Review: Duct Tape Marketing: The World's Most Practical Small Business Marketing Guide


Duct Tape Marketing: The World's Most Practical Small Business Marketing GuideDuct Tape Marketing: The World's Most Practical Small Business Marketing Guide by John Jantsch

My rating: 4 of 5 stars


There is no silver bullet for the small business owner, but this book might be helpful to many



After having read two or three of these marketing books targeted at small businesses, I have come to the conclusion that the best thing for the genre is to follow some sort of middle way between being a haphazard assortment of tips and “secrets” and a proper system in which all the parts of a method click together like a well-oiled machine. This book achieves that to a considerable degree, by being a little of both. I do not think there is actually any single marketing book that will serve as a silver bullet. You have to scavenge around three or four similar publications and take from every single one a little bit of knowledge here, a strategy tip there, and so build your own marketing plan.

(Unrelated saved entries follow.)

PR #82, opened 2025-05-26
fix: directory creation based on chaining and trails

n0w0f:
# Temperory directory creation

- Issue: subsequent tasks can have dependency on previous tasks, hence there is only particular order in which tasks can be solved.

- Solution:
    - Added a variable in environment
    - If there is dependency between tasks in this environment we set this to True
    - If dependency=True, we run first trail of all tasks and only then will we move to next tasks

- Issue: We need to adapt checkpointing based on dependency.
- Solution
    - If there is dependency we checkpoint after each trail otherwise we do it after each task

    Task-Level (dependency_chain=False):
    ```
    Task1: Trial1 ✓ Trial2 ✓ Trial3 ✓ → Checkpoint: completed_tasks=["task1"]  
    Task2: Trial1 ✓ Trial2 ✗ → Restart Task2 from Trial1
    ```
    Trial-Level (dependency_chain=True):
    ```
    Trial1: Task1 ✓ Task2 ✓ Task3 ✓ → Checkpoint: completed_trials=1
    Trial2: Task1 ✓ Task2 ✗ → Restart Trial2 for ALL tasks
    ```
    
- Issue : Each trail needs seperate folder where io will be executes, files from tools wil be saved, otherwise there could contamination from previous trails. Which means
    
    - Each trial gets its own working directory (chained=True). Each task get its own directory  (chained=False)
    
    - Tasks that depend on previous tasks need access to their outputs

    - FSManager and file tools need to work with the new directories

## Summary by Sourcery

Implement isolated working directories based on chaining settings, add dependency-aware task execution with two levels of checkpointing, and refactor core utilities for tool creation, file management, embedding, and search functionality

New Features:
- Add support for dependency chaining with an API endpoint and dynamic workspace isolation per trial or per task
- Introduce separate checkpointing strategies (task-level and trial-level) in the benchmark runner

Bug Fixes:
- Ensure each trial or task gets its own working directory to avoid cross-trial contamination

Enhancements:
- Refactor FSManager to use a base path and resolve relative paths automatically
- Extend Environment and TaskGroupEnvironment to create and manage isolated workspaces based on chaining settings
- Overhaul utils for parsing docstrings, generating Tools/ModalTools, embedding text, API requests, web and vector search flows
- Remove outdated checkpointing functions and consolidate related logic into modular methods
- Introduce WorkspaceStrategy enum for configuring workspace isolation


src/corral/base.py
```diff
@@ -210,25 +214,35 @@ def reset_state(self) -> str:
...
+            # For chained tasks: one folder per trial (shared across all tasks in chain)
+            workspace = Path(self.base_work_dir) / f"trial_{trial_id}"
+        else:
+            # For independent tasks: one folder per task per trial
+            workspace = Path(self.base_work_dir) / f"{self.task_id}_trial_{trial_id}"
+
+        logger.info(f"DEBUG: Creating workspace: {workspace}")
+        workspace.mkdir(parents=True, exist_ok=True)
+        logger.info(f"DEBUG: Workspace created successfully: {workspace}")
+        return str(workspace)
```
MrtinoRG: I think that ideally this should, if the directory exist, create it from scratch or create a new different directory to avoid overlapping between different runs

src/corral/evaluate.py
```diff
@@ -214,42 +153,219 @@ def bench(
...
+    def _save_trial_level_checkpoint(
+        self, session_id: str, completed_trials: int
+    ) -> None:
+        """Save trial-level checkpoint"""
+        checkpoint = {
+            "type": "trial_level",
+            "completed_trials": completed_trials,
+            "session_id": session_id,
+            "timestamp": datetime.now(tz=timezone.utc).isoformat(),
+        }
```
MrtinoRG: So, where are the results saved? I guess in the env, right? I would suggest adding them here as well in case the server is turned off

src/corral/io.py
```diff
@@ -10,68 +11,90 @@
...
         except Exception as e:
-            raise RuntimeError(f"Error getting file info: {e}") from e
+            raise RuntimeError(f"Error getting file info for {path}: {e}") from e
 
     def copy_file(self, source: str, destination: str) -> None:
         try:
-            self.fs.copy(source, destination)
+            resolved_source = self._resolve_path(source)
+            resolved_dest = self._resolve_path(destination)
+            self.fs.copy(resolved_source, resolved_dest)
```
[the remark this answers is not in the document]
MrtinoRG: @n0w0f this is a good improvement I think

tasks/chembench/chembench/env.py
```diff
@@ -66,6 +66,19 @@
...
+
+    def generate(self, prompts: list[str], **_kwargs):
+        generations = []
+        for _prompt in prompts:
+            generation = None
+            generations.append([Generation(text=generation)])
+
+        return Generations(generations=generations)
+
+
```
MrtinoRG, line 79: Modify the MaCBench task as well so it works with this changes of having the Dummy Model class repeated around tasks

src/corral/utils.py
MrtinoRG, line 1: So, may I ask why you moved everything here? Now it is impossible to review it since I do not know what the changes are...

src/corral/base.py
n0w0f: ie. you mean delete if exist and then create directories ?

I would not want to add timestamps to directory names, atleast in trail/task directory level

src/corral/evaluate.py
n0w0f: here the checkpoints are saved to hard disk.

are you asking about the state ? Also it is highly unlikely that server goes down, only the benchmarking script would go down.

src/corral/utils.py
n0w0f: I did not, move anything new in here. 

I removed chembench dependency to chembench task alone, as it is a 
1. big package
2. is under constant developments
3. also it is not required by corral as such but the tasks. so i think tasks can have chembench as dependency.

Ideally I would also move vector database creation things to `scripts` but i want to ask you before doing it. But if it is robust and would not require constant developments it is good to have it in the framework as a feature.

tasks/chembench/chembench/env.py
n0w0f: Can i do it in one of my upcoming PR ?

MrtinoRG: Why?

n0w0f: Added it [here](https://github.com/lamalab-org/mat-agent-bench/pull/83/commits/6bf9b93df17a1fcdcc37a77aa4471a02a1a5f59d)

src/corral/utils.py
MrtinoRG: The file is completely sorted from scratch, if you check the PR file, you will see that all file has changed with respect to main because things are sorted diferently...

The creation vector database is used by several environment tools, what do you mean?

tasks/chembench/chembench/env.py
n0w0f: because changing branch now would need me to stash few things 🥲

src/corral/evaluate.py
MrtinoRG: I am talking about the results, the data for the completed tasks so at the end they are available to compute the metrics

src/corral/base.py
MrtinoRG: I observed that the agents tend to use the names of files that end up with appended stuff to the same files over and over again. 

So ideally for each of the runs, empty directories should be created. 

Also, why you do not want datetime there?

tasks/chembench/chembench/env.py
MrtinoRG: Ok, so then now I am closing this PR since all the files are in the new one #83

src/corral/base.py
n0w0f: datetime in directory name is creating issues for agents. as in more mistakes with path submissions

src/corral/evaluate.py
n0w0f: Ah okay. I can add that

tasks/chembench/chembench/env.py
n0w0f: No. Let us please merge this first.

src/corral/utils.py
n0w0f: I grouped things that are together and removed the `Model` thing i am also able to see the diff.

n0w0f: The creation vector database is used by several environment tools, what do you mean?
is everything there required ?

tasks/chembench/chembench/env.py
MrtinoRG: The other one points to this now

src/corral/base.py
MrtinoRG: Ok, I understand that, but perhaps you can add the ones with the trials inside one with datetime, so you avoid both problems

src/corral/utils.py
MrtinoRG: I mean that the vector database creation function is used by MaCBench, ChemBench and spetra elu. And yes, I think all is required there.

Why do you want to move them away? I think they do not have any heavy dependencies being imported...

src/corral/base.py
n0w0f: if the user want such a structure, they can define base path with date time when they execute.

I personally would not want to use complecated nesting here

tasks/chembench/chembench/env.py
n0w0f: I changed it back to main.  I dont want to do all feature in one PR it is as simple as that

src/corral/utils.py
n0w0f: > I mean that the vector database creation function is used by MaCBench, ChemBench and spetra elu. And yes, I think all is required there.

I understand that. I thought every utility there is not something that you need in different tasks

src/corral/base.py
```diff
@@ -184,8 +186,10 @@ def execute(self, **kwargs):
 class Environment(ABC):
     """Base class for task environments"""
 
-    def __init__(self, task_id: str):
+    def __init__(self, task_id: str, base_work_dir: str, chained_tasks: bool = False):
```
kjappelbaum: is `chained_tasks` really something that should and needs to be a `kwargs`?

src/corral/base.py
```diff
@@ -210,25 +214,35 @@ def reset_state(self) -> str:
...
-        timestamp = datetime.now(tz=timezone.utc).strftime("%m%d%H%M")
-        return f"{self.task_id}_{self.state.trial_id}_{timestamp}"
+    def _create_trial_workspace(self, trial_id: str) -> str:
+        """Create workspace directory for this trial"""
+        if self.chained_tasks:
+            # For chained tasks: one folder per trial (shared across all tasks in chain)
+            workspace = Path(self.base_work_dir) / f"trial_{trial_id}"
+        else:
+            # For independent tasks: one folder per task per trial
+            workspace = Path(self.base_work_dir) / f"{self.task_id}_trial_{trial_id}"
```
kjappelbaum: is separation of handling really needed?  Why can't we always default to the naming convention that makes foldernames maximally different?

kjappelbaum: especially if you just describe the issue as

> Issue : Each trail needs seperate folder where io will be executes, files from tools wil be saved, otherwise there could contamination from previous trails. Which means

you should be able to solve this with one form of logic

src/corral/evaluate.py
```diff
@@ -214,42 +153,254 @@ def bench(
...
+
+        if dependency_chain:
+            self._run_with_trial_level_checkpointing(
+                task_ids, trials_per_task, task_results, session_id, verbose
+            )
+        else:
+            self._run_with_task_level_checkpointing(
+                task_ids, trials_per_task, task_results, session_id, verbose
+            )
+
```
kjappelbaum: here, too: Isn't one version a superset of the other? If I do not have a dependency, isn't this just a special case of general solution for dependency chaining? 

I am a bit worried that we are adding more and more conditionals to the code

src/corral/evaluate.py
```diff
@@ -214,42 +153,254 @@ def bench(
...
+        }
+        self._save_checkpoint_file(session_id, checkpoint)
+
+    # Trial-level checkpoint methods
+    def _save_trial_level_checkpoint(
+        self, session_id: str, completed_trials: int, task_results: dict
+    ) -> None:
+        """Save trial-level checkpoint with results"""
+        checkpoint = {
+            "type": "trial_level",
```
kjappelbaum: I feel I must miss something: But I also do not feel that we should need different checkpoint types. 

Can't we just see it from metadata such trial/task counters?

src/corral/task.py
```diff
@@ -96,3 +99,33 @@ def check_dependencies_satisfied(self, task_id: str) -> bool:
             dep_task_id in self.results and self.results[dep_task_id] is not None
             for dep_task_id in task.input_from_tasks
         )
+
+
+class WorkspaceStrategy(Enum):
```
kjappelbaum: why isn't it enough to have one clean unique workdir per trial/task? If the chained 	subtasks require some info from another dir, it could also be copied over?

kjappelbaum:
I think as you saw from my comment I would perhaps benefit a bit from context on why you decided for this design - in particular, having different checkpointing folder approached for chained/unchained runs. While I can see that this code should do the job, i am unsure if this will give us the most maintainable code - now, one needs to keep in mind in multiple places if something is chained or not. At least from the basic abstraction point of view, one unique folder per/trial and task should satisfy the criterion of isolation.

Then, there might be a case where a chained tasks requires some data from a previous run -- wouldn't then then a copy not be an easier option (given that some places of the code anyhow need to already handle some transfer of state)? 

I am sure that you thought about questions like those and I would love to hear what the tradeoffs/thoughts you have been going through have been.

n0w0f:
> I am sure that you thought about questions like those and I would love to hear what the tradeoffs/thoughts you have been going through have been.

My rationale for this design emerged as i solved 2 task sequentially.  

I was first solving the order in which tasks should run.  For which i decided,
1. If there is tasks which are chained run all the tasks, then we run next trail for all the tasks. (Other way of  running trails for each subtask would require keeping track of  - outputs from which trails  should go to trails in subsequent task - this seemed complicated)
2. If there is no dependency we run all trails for a task and move to next one. If we would have been running this also in a similar manner to chained tasks, that is run all tasks for each trail, then there would be no need for a separation in how we should run, things would also be simpler.  ( But this would  mean it is not possible to get passK results for partially done tasks in unexpected cases of not able to benchmark completely. )

So when user runs the benchmark, they set in their env if tasks are chained along with other env variables. The environment takes this variable. And runner check this in the environment and run the benchmark accordingly

The second PR was to now resolve how temporary files should be saved. 

Since chained tasks (subtasks are part of one big tasks) one folder per trail seemed to be the easiest implementation. Io now sees all files in chained tasks and tasks needing files from previous task is also there. Also now if run this chained tasks as one task the directory structure works fine Other way would be we keep {task_id}trial{trial_id} for each task/trail that would mean we need functionality to copy files between the tasks as tasks progress and based on the dependency.

For the checkpointing the best option would be to `{task_id}_trial_{trial_id}`, but for chained task this would mean dependency manager now copies all the files from the previous tasks which we assume are still there and restarting trail from scratch for chained task seemed correct now because there could be affects from this intermediate restarting on result. So I restart from trail for chained tasks. 


Based on your comments, I agree with your concerns one coupling which i believe can be solved by unifying the naming itself
 If I follow a unified naming approach something like 
```
work_dir/
├── trial_0/
│   ├── retrieve_structure/
│   └── enumerate_slabs/
├── trial_1/
│   ├── retrieve_structure/
│   └── enumerate_slabs/

 ```
would remove the conditional inside the environment. Also now we need not pass `chained_tasks` tot he environment
But then we would have to pass it to the runner while initialization or through bench (assuming we run chained tasks differently)



How should we proceed ?

**Comment by n0w0f** [comment]
Based on the discussions from benches subgroup meeting (03-jun-2026),
Current design had issue which is now tried to be solved as below
1. Environment need not know the execution strategy.
 - this is now solved by removing `chained_task` variable from environment. Runner knows if tasks are are chained from `Taskgroup` via an endpoint. 
 
 2. No separate workspace naming required. 
 - Unified the naming, and hence the conditional naming in environment is also removed.
 
3. Complex conditional checkpointing: Two different strategies based on chaining
- removed  `_save_task_level_checkpoint()`, ` _save_trial_level_checkpoint()`, ` _run_with_task_level_checkpointing()`, ` _run_with_trial_level_checkpointing()`, ` checkpoint["type"] checking`.
- Introduced unified checkpoint saving and loading methods and `run_independent_execution()`, `_run_chained_execution()`

File: src/corral/base.py [hunk 10]
```diff
@@ -210,25 +213,28 @@ def reset_state(self) -> str:
...
-        Generate a combined identifier using task_id, trial_id, and a timestamp.
-
-        Returns:
-            A string combining task_id, trial_id, and timestamp in format: "{task_id}_{trial_id}_{timestamp}"
-        """
-        if not hasattr(self, "state") or self.state is None:
-            return f"{self.task_id}_no_trial_{datetime.now(tz=timezone.utc).strftime('%m%d%H%M')}"
+    def _create_trial_workspace(self, trial_id: str) -> str:
+        """Create workspace directory for this trial"""
+        workspace = Path(self.base_work_dir) / f"{self.task_id}_trial_{trial_id}"
```
kjappelbaum, line 230: would there be value in having timestamps? Or should this always be handled via the `base_work_dir`?

kjappelbaum (approved):
looks good. The new implementation seems much simpler, which I like!

src/corral/base.py
n0w0f: the reason for not having timestamp is because, agents are making lot of mistakes, when the directories or paths have complicated names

Seen from that point of view, the question is: how many nuggets of wisdom does “Duct Tape Marketing” contain? Quite a few, according to my woefully unscientific system of counting how many Post-It notes I attached to the pages that contained something worth remembering. A total of sixteen, which for a 280-page book is quite a lot. What I liked most is that it makes you think. I have had a website for several years that has brought me very few clients, but the fact is I put it up without investing much thought into it, under the unconscious belief that just having my own domain and website would be enough of a differentiator. This is where a book like Jantsch’s can help. In a no-nonsense style, he tells you things that are almost Zen-like in their profundity: “Find something that separates you from your competition: become it and speak it to everyone you meet. Quality isn’t it, good service isn’t it, fair pricing—not it. These are all expectations” (p. 21). Now that is an insight worth paying for. The process of working out your Core Message and the Talking Logo —rather than being simply gimmicky marketing-speak (which I am wary of)— genuinely sound like worthwhile exercises for people who need to sit down and promote their businesses for the first time. The fact that, contrary to other similar “guru” books, Jantsch does not plug his seminars or websites too obtrusively is another point in the author’s favor. All in all, I think there will be something here for everyone who is starting to rethink their marketing efforts.



On the minus side, there are a lot of careless typos, something I find in a lot of the stuff put out by marketing specialists, which is rather amazing, given that marketing is basically about presentation. And what does sloppy writing and feckless proofreading say about you?